What needs to be done — Within the records below, filter for lines carrying the word "doesn" and copy them.

Stored data entries:
PR #1618, opened 2017-10-25
Enables eslint rule: nonblock-statement-body-position

sharmilajesupaul:
Enables [nonblock-statement-body-position](https://eslint.org/docs/rules/nonblock-statement-body-position) eslint rule and adds the link to the related guide section.

### DIFF
--- a/packages/eslint-config-airbnb-base/rules/style.js
+++ b/packages/eslint-config-airbnb-base/rules/style.js
@@ -354,7 +354,7 @@ module.exports = {
 
     // enforce the location of single-line statements
     // http://eslint.org/docs/rules/nonblock-statement-body-position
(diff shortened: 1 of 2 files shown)


packages/eslint-config-airbnb-base/rules/style.js
```diff
@@ -354,7 +354,7 @@ module.exports = {
 
     // enforce the location of single-line statements
     // http://eslint.org/docs/rules/nonblock-statement-body-position
-    'nonblock-statement-body-position': 'off',
+    'nonblock-statement-body-position': 'error',
```
ljharb: we generally prefer to be explicit about what setting we're using, even if it's the default - could we change this to specify `['error', 'beside', { overrides: {} }]`?

PR #1631, opened 2017-11-02
Fix confusing method name in Classes & Constructor

dubbha:
Why? The method in the current example is called `pop()` but it actually implements an [Array.prototype.shift()](https://developer.mozilla.org/en-US/docs/Web/JavaScript/Reference/Global_Objects/Array/shift) method which is confusing for no good reason. It just does it on the wrong side of an array.

I understand the change clutters the example code a bit, but at least it's less confusing.

Another approach--probably a better one--would be to change the name of the method from `pop` to `dequeue` leaving the implementation as is. The `peek` name and implementation could be left as is too then.

### DIFF
--- a/README.md
+++ b/README.md
@@ -1066,8 +1066,8 @@ Other Style Guides
       this.queue = [...contents];
     }
     Queue.prototype.pop = function () {
-      const value = this.queue[0];
-      this.queue.splice(0, 1);
+      const value = this.queue[this.queue.length - 1];
+      this.queue.splice(-1, 1);
       return value;
     };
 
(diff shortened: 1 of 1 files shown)


README.md
```diff
@@ -1066,8 +1066,8 @@ Other Style Guides
       this.queue = [...contents];
     }
     Queue.prototype.pop = function () {
-      const value = this.queue[0];
-      this.queue.splice(0, 1);
+      const value = this.queue[this.queue.length - 1];
```
ljharb: it's a queue tho - in a queue, you only ever pop off of the front - it's FIFO.

dubbha:
True. I'm just saying it's a bit confusing with the array methods naming, which are kind of stack-based (push/pop on th back, shift/unshift on the front). That's why I said we could alternatively just rename it to "dequeue".
Or we can leave it as is, and just close the PR, not a big deal really :)

ljharb:
The only confusion I can see is if you're under the impression that anything with a "pop" method is an array; since that's not the case, I think it's probably fine as-is. Thanks for the contribution tho!

Issue #1592, opened 2017-10-13
Collision with `import/extensions`


tunnckoCore:
input

```js
import utils from './lib/utils';
console.log(utils);
```

errors with `Missing file extension for "./lib/utils"  import/extensions`

When set the file extension

```js
import utils from './lib/utils.js';
console.log(utils);
```
errors with `Unexpected use of file extension "js" for "./lib/utils.js"  import/extensions`

charlike:
https://github.com/airbnb/javascript/blob/master/packages/eslint-config-airbnb-base/rules/imports.js#L132-L137
and https://github.com/airbnb/javascript/blob/master/packages/eslint-config-airbnb-base/rules/imports.js#L19-L22

ljharb:
All code should omit extensions always - this is a best practice, so that refactoring is enabled and "which extension" can be delegated to node, or a bundler.

https://github.com/airbnb/javascript/blob/master/packages/eslint-config-airbnb-base/rules/imports.js#L132-L137 says that extensions are always required, except for .js and .jsx files, for which it's always forbidden.

https://github.com/airbnb/javascript/blob/master/packages/eslint-config-airbnb-base/rules/imports.js#L19-L22 is a *setting*, not a rule - and it informs eslint-plugin-import that `jsx` is an extension it should look at.

I'm not sure what conflict you're talking about.

Re your example above, `<script type="module">` can't appear in a JS file - and regardless, in node, `.mjs` will be the file extension required for ES Modules - so the fact that browsers can accept a .js file under `type="module"` is irrelevant.

I'll be updating the rules soon to also include `mjs` in the list of supported extensions, and configure it to always forbid the extension from being specified.

As far as your original example: if `lib/utils.js` exists, I'm not sure why the conflict occurs. Do you also have any other files in `lib` named `utils`, with any other extension?

zidian257:
I had the same issue.

steveja42:
I think I'm having the same issue. Chrome browser doesn't allow import without the extension. Example:
import { log, assert } from './utils';
results in error:
Failed to load resource: the server responded with a status of 404 (Not Found) [http://localhost:9000/utils]
but import { log, assert } from './utils.js' 
works with no error.

tunnckoCore:
@ljharb 

> Do you also have any other files in lib named utils, with any other extension?

No.

[...]

PR #1635, opened 2017-11-05
Add .mjs extension support

### LINKED ISSUE #1634: Support .mjs extension
When using [ECMAScript Modules](https://nodejs.org/api/esm.html#esm_ecmascript_modules) in node, ESLint complains because the config doesn't yet support the `.mjs` extension.

olistic:
Fixes #1634 following what I think was @ljharb's intent, as per [his comment here](https://github.com/airbnb/javascript/issues/1592).

- [x] Add `.mjs` to the list of supported extensions
- [x] Forbid `.mjs` extension from being specified

### DIFF
--- a/packages/eslint-config-airbnb-base/rules/imports.js
+++ b/packages/eslint-config-airbnb-base/rules/imports.js
@@ -13,11 +13,12 @@ module.exports = {
   settings: {
     'import/resolver': {
       node: {
-        extensions: ['.js', '.json']
+        extensions: ['.mjs', '.js', '.json']
       }
     },
     'import/extensions': [
       '.js',
+      '.mjs',
       '.jsx',
     ],
     'import/core-modules': [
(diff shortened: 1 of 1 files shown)


packages/eslint-config-airbnb-base/rules/imports.js
```diff
@@ -13,11 +13,12 @@ module.exports = {
   settings: {
     'import/resolver': {
       node: {
-        extensions: ['.js', '.json']
```
ljharb: the order here needs to have `.mjs` first.

packages/eslint-config-airbnb-base/rules/imports.js
```diff
@@ -13,11 +13,12 @@ module.exports = {
...
+        extensions: ['.js', '.mjs', '.json']
       }
     },
     'import/extensions': [
       '.js',
+      '.mjs',
```
ljharb: I checked to be sure; order [doesn't matter here](https://github.com/benmosher/eslint-plugin-import/blob/dc3609f895f5ad390d88fd9925dce40960117930/utils/ignore.js#L22)

packages/eslint-config-airbnb-base/rules/imports.js
olistic: @ljharb is this so if there's a conflict, it picks `.mjs`?

ljharb: Yes, exactly; that's how it will work in node as well.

Result of this exercise —
I think I'm having the same issue. Chrome browser doesn't allow import without the extension. Example:
When using [ECMAScript Modules](https://nodejs.org/api/esm.html#esm_ecmascript_modules) in node, ESLint complains because the config doesn't yet support the `.mjs` extension.
ljharb: I checked to be sure; order [doesn't matter here](https://github.com/benmosher/eslint-plugin-import/blob/dc3609f895f5ad390d88fd9925dce40960117930/utils/ignore.js#L22)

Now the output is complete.